Chinese troops are also absent from the war in Syria. But this may change.

The Chinese ambassador to Syria was quoted in the Lebanese web publication Rai El Youm as saying that the Chinese army would be willing to participate in the fight against jihadi groups either in the rebel-held enclave of Idlib, which Bashar al-Assad's regime aims to recapture, or in other parts of Syria.

“He is offering special forces or consultants in order to support the fight of the Syrians in Idlib,” says Günter Meyer, Director for the Centre for Research on the Arab World at the University of Mainz.

Uighur Islamists targeted

Beijing’s military would target Uighur fighters from the Turkestan Islamic Party, which wants to establish an Islamic state in China's Xinjiang province.

They have been active in Syria for over five years and are known to support the Islamic State armed group and the Al Qaeda offshoot the Al-Nusra Front.

“They are a real threat for the Chinese,” explains Meyer. “When these fighters return to China, this is something which the Chinese government doesn’t like at all.”

“Russia had compiled some of its lessons from the Syrian war in military textbooks for Russian military academies and it would be among the information shared with the Chinese troops," a Chinese military told the Hong Kong-based South China Morning Post.

Signal to Nato

The main focus of the Vostok 2018 war games is to give a signal to the US and its Nato allies, and, some say, to help split the Western alliance.

For that purpose, indicates Pavel Felgenhauer, a military analyst with the Moscow-based Novaya Gazeta, Moscow may have invited Turkey to be present at the Vostok 2018 war games.

If Ankara sends representatives, it will further strain its relationship with Nato, which is already tense because of Turkey’s purchase of Russian S-400 missile systems.

A major strategic goal is to pull Turkey out of Nato

04:02

Russian war games biggest ever

Jan van der Made

“A major strategic goal is to pull Turkey out of Nato,” says Felgenhauer.

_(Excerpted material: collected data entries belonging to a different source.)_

PR #220, opened 2021-08-06
Upgrade zod version to 3.7.1

### LINKED ISSUE #79: Replace Zod
It turns out that Zod is actually [very slow](https://github.com/moltar/typescript-runtime-type-benchmarks). We should switch to a different validation library. Probably something based on `ajv` which is robust and widely used (it uses codegen, so it's fundamentally faster).

After we switch we should re-enable validation for `getNewSamples` and `getInterestingVariants`, since they were disabled in #78 because Zod was too slow to use.

ningxie1991:
Fix for #79

1. Upgraded zod version to 3.7.1
2. Enabled zod parsing in waste water data loading and 3 api requests

@chaoran-chen @TKGZ 
After some testing on my local development environment with zod enabled in waste water data loading and the 3 api request (`/resource/case?`, `/resource/sample2`, `/computed/find-interesting-variants?`), I did not see much performance difference between my local and production. But maybe I am not aware of all the use cases that could bring a huge response load from those api requests. Could you please also check the performance on preview? Thanks!


spacephoton:
Other than package lock, everthing seems to work! :)

ningxie1991:
> Other than package lock, everthing seems to work! :)

I think the current package-lock.json was generated with npm version < 7 so that the `lockfileVersion` = 1 and there are no `packages` section:

https://github.com/cevo-public/cov-spectrum-website/blob/a714299c3789f11b2a60b467d2e897fe61f6696e/package-lock.json#L4-L7

I think my npm version is > 7 so that when I generated the packag-lock.json file, it shows `lockfileVersion` = 2 and includes the `packages` section and all the `"node_modules/` sections (the extra 20000 lines). I googled around and npm verion > 7 apparently generates a new format for the lock file ([stackoverflow thread](https://stackoverflow.com/questions/66150813/is-lockfileversion-2-in-package-lock-json-from-npm-7-compatible-with-older-ve)), which is backwards compatible with npm 6 users according to the answers in the thread. Should I change my npm version to < 7 and generate the lock file again?

chaoran-chen (approved):
@ningxie1991 I think that's working fine! Thank you.

I'm also fine with using the new npm version.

Russian strategy is centred on the Bosphorus and the Dardanelles, straits in Turkey that allow access to the Black Sea from the Mediterranean, he argues.

Moscow annexed Crimea from Ukraine because it gives better control of the straits, he says. “And now there is a distinct possibility that [Turkish President Recep Tayyip] Erdogan, with his erratic policies, will run Turkey out of Nato and out of Europe. And for Russia that is a major goal.

“It is more important than Syria or anything, to have a friendly regime in Turkey could be seen as a paramount strategic success,” Felgenhauer argues.

The Vostok 2018 exercises will last five days and end on 15 September.